NMR characterization of the AcLys(Far)GlyCys(Bn)ValAlaNH2 peptide. 1D [1H] and 2D [1H, 1H] TOCSY experiments are shown in the upper and lower panels, respectively. In detail, a spectral region containing a few distinctive signals belonging to Cys(Bn) and Lys(Far) is reported in the upper section. In the lower inset, TOCSY correlations between H N and aliphatic protons together with those arising from the benzyl ring and the protecting CONH 2 C-terminal group are observable

The presence of a Cys(Bn) is well represented by typical NMR signals (Fig. 3). In particular, the SCH2 benzyl protons originate a peak at 3.80 ppm that is partially overlapped with those arising from the Hα Gly protons (Fig. 3, upper panel); moreover, benzylic aromatic protons give signals centered at 7.36 and 7.27 ppm (Fig. 3).

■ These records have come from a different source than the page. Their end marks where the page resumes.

PR #199, opened 2016-03-13
[rename fixit] Update web site to use the new names

abarth:
Related to https://github.com/flutter/flutter/issues/2536

### DIFF
--- a/animations.md
+++ b/animations.md
@@ -35,13 +35,13 @@ rebuild with the new value of the animation.
 
 This pattern is so common that there are two widgets that help widgets rebuild
 when animations change value:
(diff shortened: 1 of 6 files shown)


abarth:
@qchong @Hixie

abarth:
Technically, we should wait on merging this pull request until we update the alpha branch.

Hixie:
LGTM. Agreed that we should wait until we update alpha; we should probably bake trunk on Monday before we do that though.

abarth:
There's a problem that Travis is using an older analyzer that doesn't know how we're describing dart:ui.  I guess I can fix that in another patch before landing this one.

PR #200, opened 2016-03-14
Switch Travis to use the Dart SDK from flutter

abarth:
This ensures that we use the same version of the Dart SDK that we're using in
flutter.git.


abarth:
@Hixie Ready for review.

Hixie:
lgtm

Lysine farnesylation is indicated by the appearance of characteristic sets of peaks belonging to the farnesyl tail (Fig. 3, upper panel); it is worth noting that, moving farnesylation from the cysteine to the lysine, an expected change in the chemical shift of the newly generated X-CH2 methylene protons (X = S or N), from 3.20 to 3.60 ppm, is observed. All other poly-alkylation products were widely characterized by NMR spectroscopy that further proved the obtainment of the desired compounds (Supplemental Data).

Conclusion

In summary, we reported on the synthesis of peptides reproducing natural sequences from the protein N-Ras C-terminus, provided with different lipidic moieties attached on a cysteine residue.

The versatility of the method was further proved by introducing two different substituents in a peptide sequence. The relevant aspect of this procedure consists in inserting the two modifications in one-pot synthesis. This result can be considered completely innovative, since, to best of our knowledge, it is not described in the literature any synthetic protocol, which introduces two different substituents, on the same peptide sequence, without requiring purifications after each reaction step.

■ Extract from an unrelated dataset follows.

PR #208, opened 2016-03-23
Update animation overview

qchong:


qchong:
@abarth @Hixie @jimbeveridge @sethladd ptal. The updated animations guide builds on content from the original Animations overview doc and this previous PR (https://github.com/flutter/website/pull/193).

Taking advantage of the flexibility of the described strategy, in the close future we are planning to synthesize several natural peptides characterized by the presence of either different combinations of lipid patterns, to study the role of Ras lipid anchor in signal transduction pathways, and/or other functionalities, to investigate biophysical and biochemical properties of complex biological systems.